But you can see that most of the examples above list nice properties of their full subcategories. And the page begins by talking about what a lousy category $\Top$ is. So it seems clearly wrong that you can't make $\Top$ a nicer category by taking a full subcategory of nice spaces. (Not all of the examples are subcategories, of course.)

Mike: It’s true that locally compact Hausdorff spaces are exponentiable in $Top$. However, I don’t think there’s any reason why the exponential should again be locally compact Hausdorff.

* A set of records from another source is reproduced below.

PR #366, opened 2020-04-17
Filter columns

baurine:
What did:

- Support show or hide some columns
- Support show full or ellipsis SQL
- Refine tooltip for column headers
- Refine tooltip wording

Thanks for the great `CardTableV2.renderColumnVisibilitySelection()` method.

More metrics will add in the later PR.

image


ui/lib/components/CardTableV2/index.tsx
```diff
@@ -70,28 +70,22 @@ function renderColumnVisibilitySelection(
...
+        }
+        onChange({
+          ...visibleColumnKeys!,
+          [column.key]: e.target.checked,
+        })
+      }}
+    >
+      {column.name}
+    </Checkbox>
+  ))
```
baurine, line 88: The original implementation can't apply the correct style inside the `<Menu>`, even change the `<div key={column.key}>` to `<Menu.Item .../>`. the padding or margin will be lost, not sure why.

PR #378, opened 2020-04-20
statement: Add new detail backends

breeswish:

Support most of the statement aggregation fields.


ui/lib/apps/Statement/components/StatementsTable.tsx
```diff
@@ -190,9 +107,9 @@ export default function StatementsTable({
   const { t } = useTranslation()
   const navigate = useNavigate()
   const [items, setItems] = useState(statements)
-  const maxs = useMax(statements)
-  const [columns, setColumns] = useState(() =>
-    tableColumns(t, concise || false, maxs, onColumnClick)
+  // const maxs = useMax(statements)
+  const [columns, setColumns] = useState(
+    tableColumns(t, concise || false, statements, onColumnClick)
```
baurine, line 112: I think `tableColumns()` is a little expensive, so use `useState(()=> ...)` can avoid call `tableColumns()` in every render.

breeswish: Indeed! This can be optimized. Feel free to open a PR later.

breeswish:
@baurine Nice catch! I was developing the detail page locally so that I was not aware of this broken issue. I will fix it in later PRs before releasing new version.

PR #357, opened 2020-04-16
slow_query: add slow query detail page

Deardrops:
Preview:

Detail page:

PR #398, opened 2020-04-21
slow_query: add Slow Query List and Detail Page

baurine:
what did:

- Show slow query list
- Support sort by quert_time and memory_max columsn
- Support refresh
- Support filter by time range / schemas / search text

Some code is not clean, will be refined later.

Remain: 

- [x] Add limit param
- [x] Save context after jumping to the detail page
- [ ] i18n

@Deardrops 

Related PR: #357 

Detail page preview:


pkg/apiserver/slowquery/queries.go
```diff
@@ -0,0 +1,157 @@
...
+	if params.DB != "" {
+		dbs := strings.Split(params.DB, ",")
+		tx = tx.Where("DB IN (?)", dbs)
+	}
+
+	order := params.OrderBy
+	if params.DESC {
+		// FIXME
+		// but grom.Expr("? DESC", order) doesn't work
+		tx = tx.Order(fmt.Sprintf("%s desc", order))
```
breeswish, line 131: we need to verify order is one of the field. Otherwise there will be SQL injection problems. You can use reflection as in statement app.

pkg/apiserver/slowquery/queries.go
```diff
@@ -0,0 +1,157 @@
...
+	if !b.Time.IsZero() {
+		b.Timestamp = float64(b.Time.UnixNano()) / 1e9
+	}
+	return
+}
+
+type QueryRequestParam struct {
+	LogStartTS int64  `json:"logStartTS" form:"logStartTS"`
+	LogEndTS   int64  `json:"logEndTS" form:"logEndTS"`
+	DB         string `json:"db" form:"db"`
```
breeswish, line 103: `string[]` could work as well

pkg/apiserver/slowquery/queries.go
```diff
@@ -0,0 +1,157 @@
...
+		// FIXME
+		// but grom.Expr("? DESC", order) doesn't work
+		tx = tx.Order(fmt.Sprintf("%s desc", order))
+	} else {
+		tx = tx.Order(fmt.Sprintf("%s asc", order))
+	}
+
+	var results []Base
+
+	err := tx.Limit(params.Limit).Find(&results).Error
```
breeswish, line 138: We need to set a maximum limit (i.e. 1000) to avoid searching too many slow logs.

ui/lib/apps/SlowQuery/components/List.tsx
```diff
@@ -0,0 +1,209 @@
...
+        setSlowQueryList(res.data || [])
+      }
+    }
+    getSlowQueryList()
+  }, [curTimeRange, curSchemas, orderBy, desc, searchText, limit, refreshTimes])
+
+  // TODO: refine
+  const location = useLocation()
+  useEffect(() => {
+    if (location.search === '?from=detail') {
```
breeswish, line 103: when will we need it?

ui/lib/apps/SlowQuery/components/List.tsx
```diff
@@ -0,0 +1,209 @@
...
+                  {item}
+                </Option>
+              ))}
+            </Select>
+            <Search
+              placeholder="包含文本"
+              value={searchText}
+              onChange={(e) => setSearchText(e.target.value)}
+            />
+            <InputNumber
```
breeswish, line 181: prefer to be a dropdown select providing some common selections like `[100, 200, 500, 1000]` because accurate number of slow log limit is not very useful

ui/lib/apps/SlowQuery/components/TimeRangeSelector.module.less
```diff
@@ -0,0 +1,41 @@
+@import '~antd/es/style/themes/default.less';
+
+.dropdown_content_container {
+  background-color: @select-dropdown-bg;
```
breeswish, line 4: 👍

pkg/apiserver/slowquery/queries.go
```diff
@@ -0,0 +1,157 @@
...
+import (
+	"fmt"
+	"strings"
+	"time"
+
+	"github.com/jinzhu/gorm"
+)
+
+const (
+	MysqlTimeLayout = "2006-01-02 15:04:05.999999"
```
breeswish, line 25: maybe no need any more

pkg/apiserver/slowquery/queries.go
```diff
@@ -0,0 +1,157 @@
...
+	RequestCount uint   `gorm:"column:Request_count" json:"request_count"`
+	ProcessKeys  uint   `gorm:"column:Process_keys" json:"process_keys"`
+	TotalKeys    uint   `gorm:"column:Total_keys" json:"total_keys"`
+	CopProcAddr  string `gorm:"column:Cop_proc_addr" json:"cop_proc_addr"`
+	CopWaitAddr  string `gorm:"column:Cop_wait_addr" json:"cop_wait_addr"`
+}
+
+func (b *Base) AfterFind() (err error) {
+	if !b.Time.IsZero() {
+		b.Timestamp = float64(b.Time.UnixNano()) / 1e9
```
breeswish, line 95: you can `select *, unix_timestamp(time) as timestamp` instead

pkg/apiserver/slowquery/service.go
```diff
@@ -0,0 +1,123 @@
...
+	db            *dbstore.DB
+	tidbForwarder *tidb.Forwarder
+}
+
+func NewService(config *config.Config, tidbForwarder *tidb.Forwarder, db *dbstore.DB) *Service {
+	return &Service{config: config, db: db, tidbForwarder: tidbForwarder}
+}
+
+func Register(r *gin.RouterGroup, auth *user.AuthService, s *Service) {
+	endpoint := r.Group("/slowquery")
```
breeswish, line 42: slow_query

pkg/apiserver/slowquery/service.go
```diff
@@ -0,0 +1,123 @@
...
+	endpoint.GET("/list", s.listHandler)
+	endpoint.GET("/detail", s.detailhandler)
+}
+
+type InfoResponse struct { //nolint:golint
+	Version    utils2.VersionInfo `json:"version"`
+	PDEndPoint string             `json:"pd_end_point"`
+}
+
+type DatabaseResponse = []string
```
breeswish, line 54: maybe not needed?

ui/lib/apps/SlowQuery/components/List.tsx
baurine: back from the detail page, we need to recover the previous search options, we can use Context as in the statements app, but it needs more code, so I want to try another simpler way.

breeswish: We can save options in the URL, as it also suffers from page refresh.

baurine: Got what you mean, just want to try it, and should we do like this or store in session storage as you mentioned in #411

baurine: I prefer to use session storage, so it also can work when switch apps, how do you think about it?

PR #405, opened 2020-04-22
Add translations to slow query

breeswish:


ui/lib/apps/SlowQuery/components/Detail.tsx
```diff
@@ -136,30 +131,32 @@ function DetailPage() {
...
+              >
+                <TabCopr data={data} />
+              </CardTabs.TabPane>
+              <CardTabs.TabPane tab={t('slow_query.detail.tabs.txn')} key="txn">
+                <TabTxn data={data} />
+              </CardTabs.TabPane>
+            </CardTabs>
           </>
         )}
       </Head>
```
Deardrops, line 159: All components in `<Head>` element?

breeswish: It depends on whether or not there should be paddings.

PR #408, opened 2020-04-22
slow_query: improvement slow query page

Deardrops:
- [x] Order by `Timestamp` by default
- [x] Support search text case-insensitive
- [x] Auto do search when click search button or press `enter`
- [x] Move hook function to `render()` function
- [x] Increase upper bound for avoiding missing rounded timestamp.
- [x] Store all params in router query

### DIFF
--- a/ui/lib/apps/SlowQuery/components/List.tsx
+++ b/ui/lib/apps/SlowQuery/components/List.tsx
@@ -101,9 +101,7 @@ function List() {
           searchText
         )
       setLoading(false)
-      if (res?.data) {
-        setSlowQueryList(res.data || [])
-      }
+      setSlowQueryList(res.data || [])
     }
     getSlowQueryList()
     const qs = List.buildQuery({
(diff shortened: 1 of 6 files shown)


ui/lib/apps/SlowQuery/components/List.tsx
```diff
@@ -172,10 +178,7 @@ export default function List() {
                 </Option>
               ))}
             </Select>
-            <Search
-              value={searchText}
-              onChange={(e) => setSearchText(e.target.value)}
-            />
+            <Search onSearch={handleSearch} />
```
baurine, line 181: I did this before, but this way can't recover the search text when comes back from detail page.

Deardrops: Now we store all params in router query, this issue resolved, PTAL

ui/lib/apps/SlowQuery/components/TimeRangeSelector.tsx
```diff
@@ -21,9 +21,10 @@ export interface TimeRange {
 
 export const DEF_TIME_RANGE: TimeRange = {
   recent: 30,
-  begin_time: 0,
-  end_time: 0,
+  begin_time: dayjs().unix() - 30 * 60,
+  end_time: dayjs().unix(),
 }
```
baurine, line 26: yep, this part logic has some problem, I will try to figure it out after this PR is merged.

PR #413, opened 2020-04-23
SlowQuery: use SessionStorage to save search options

### LINKED ISSUE #411: Remember Query Parameters by Session
## Feature Request

For query parameters, they can be remembered in Session Storage (instead of Local Storage), so that it suffers from refresh, as well as history go back.

image

It should not be stored in local storage, to avoid user being trapped (e.g. repeatly meeting errors) with some irregular settings. When storing in session storage, user can at least close, open browser again to restore.

baurine:
Fix #411 , will do it for the statements page as well later.

### DIFF
--- a/ui/lib/apps/SlowQuery/components/Detail.tsx
+++ b/ui/lib/apps/SlowQuery/components/Detail.tsx
@@ -53,7 +53,7 @@ function DetailPage() {
       <Head
         title={t('slow_query.detail.head.title')}
         back={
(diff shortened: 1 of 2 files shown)


baurine:
@breeswish @Deardrops  PTAL

baurine:
seems @Deardrops resolved it by another solution, so I will close this.

breeswish:
Indeed. @Deardrops 's solution is also very nice. We also need to do the same for statement.

PR #509, opened 2025-01-07
Fix copilot errors which cause client to hangup during FIM

ptelang:


src/codegate/providers/copilot/provider.py
```diff
@@ -764,6 +767,10 @@ def _proxy_transport_write(self, data: bytes):
             logger.error("Proxy transport not available")
             return
         self.proxy.transport.write(data)
+        # print("DEBUG =================================")
+        # print(data)
+        # print("DEBUG =================================")
```
ptelang, line 772: I kept these and another set of print statements for future debugging.

lukehinds:
Interesting, so I figure the lack of stream being True meant the socket would terminate early?

lukehinds (approved):
much better. I still see some connection drops, but this moves things forward

yrobla (approved):

Issue #508, opened 2025-01-07
Publish container images with release semver tag


danbarr:
We're publishing releases with semantic versions now, but the container images produced by each release don't have the version tag added. It would be nice to have these so users can optionally pin to a version, or easily compare behavior between versions.

I think this should just be a minor addition to the `docker/metadata-action` step.

PR #513, opened 2025-01-08
Add sem version as image tags

lukehinds:
This will result in the following tags:

`:latest`
`:v0`
`:v0.0`
`:v0.0.5`

Along with the existing ref tag

Closes: #508

### DIFF
--- a/.github/workflows/image-publish.yml
+++ b/.github/workflows/image-publish.yml
@@ -52,6 +52,9 @@ jobs:
             latest=true
           tags: |
             type=raw,value=${{ steps.version-string.outputs.tag }}
+            type=semver,pattern=v{{version}}
+            type=semver,pattern=v{{major}}
+            type=semver,pattern=v{{major}}.{{minor}}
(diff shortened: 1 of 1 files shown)


.github/workflows/image-publish.yml
```diff
@@ -52,6 +52,9 @@ jobs:
             latest=true
           tags: |
             type=raw,value=${{ steps.version-string.outputs.tag }}
+            type=semver,pattern=v{{version}}
+            type=semver,pattern=v{{major}}
+            type=semver,pattern=v{{major}}.{{minor}}
```
aponcedeleonch, line 57: aren't we also missing one line with `patch`
```
type=semver,pattern=v{{major}}.{{minor}}.{{patch}}
```

yrobla: we could discuss and add it later, depending at the level where we want to go

aponcedeleonch (approved):

Issue #512, opened 2025-01-08
Evaluate SQL approach - sqlc or raw approach


aponcedeleonch:
We're partially using sqlc right now. We're only using it to generate functions for `select` queries. Ideally we should use it to generate all the other queries as well: `insert` and `update`. However, at a first attempt we failed to make it work, specifically the `async` generated queries were not working out-of-the-box. We should evaluate if it's worth to keep sqlc or drop it completely in favor of having raw SQL queries.

aponcedeleonch:
No matter what I do I am getting the following error when trying to `insert` something using sqlc auto-generated code
```log
error=(sqlite3.ProgrammingError) Incorrect number of bindings supplied. The current statement uses 5, and there are 0 supplied.
[SQL: -- name: create_prompt :one
INSERT INTO prompts (
          id, timestamp, provider, request, type
) VALUES (
  ?, ?, ?, ?, ?
)
RETURNING id, timestamp, provider, request, type
]
(Background on this error at: https://sqlalche.me/e/20/f405)
```

I believe the error comes from the fact that the auto-generated code is trying to use a `dict` as input, note the `p*` keys using as values the attributes of the function.
```python
def create_prompt(self, *, id: Any, timestamp: Any, provider: Optional[Any], request: Any, type: Any) -> None:
        self._conn.execute(sqlalchemy.text(CREATE_PROMPT), {
            "p1": id,
            "p2": timestamp,
            "p3": provider,
            "p4": request,
            "p5": type,
        })
```

For the above to work, `CREATE_PROMPT` should be the following. Note the `p*` instead of `?` which is what the auto-generated code contains.
```python
CREATE_PROMPT = """-- name: create_prompt \\:one
INSERT INTO prompts (
          id, timestamp, provider, request, type
) VALUES (
  :p1, :p2, :p3, :p4, :p5
)
RETURNING id, timestamp, provider, request, type
""""
```

PR #515, opened 2025-01-08
Remove sqlc and its classes

aponcedeleonch:
Closes: #512

This PR drops sqlc related-files and adds the needed code to use directly SQLAlchemy. It most parts of the code we were already using it, hence the changes are not so drastic. See #512 issue for the reasoining on why to remove `sqlc`.


lukehinds (approved):
looks good. we might want to look at introducing connection pools , but not important as its one-to-one, but might help when their are a lot of prompts / outputs occuring with a high frequency.

PR #516, opened 2025-01-08
fix: add monitoring for idle connections and close them

yrobla:
need to find a better way


lukehinds (commented):
Could add a bit more context to what the change introduces, I figure these are asyncio methods, is 10 seconds sufficient? Perhaps there might be cases where the model is calculating a large prompt and exceeds that value?

lukehinds (approved):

I guess you are right that one could argue that compactly generated spaces themselves are “nice,” although I think the main reason they are important is that the category of compactly generated spaces is nice. I propose the following:

1. Move the current content of this page to convenient category of spaces.
2. Create m-cofibrant space (I’ll do that in a minute).
3. Update most links to point to one or the other of the above, since I think that in most places one or the other of them is what is meant.
4. At nice topological space, list many niceness properties of topological spaces. Some of them, like compact generation, will also produce a convenient category of spaces; others, like CW complexes, will be in particular m-cofibrant; and yet others, like locally contractible spacees, will do neither.

Toby: I believe that the compact Hausdorff reflection (the Stone–Čech compactification) of $Y^X$ is an exponential object.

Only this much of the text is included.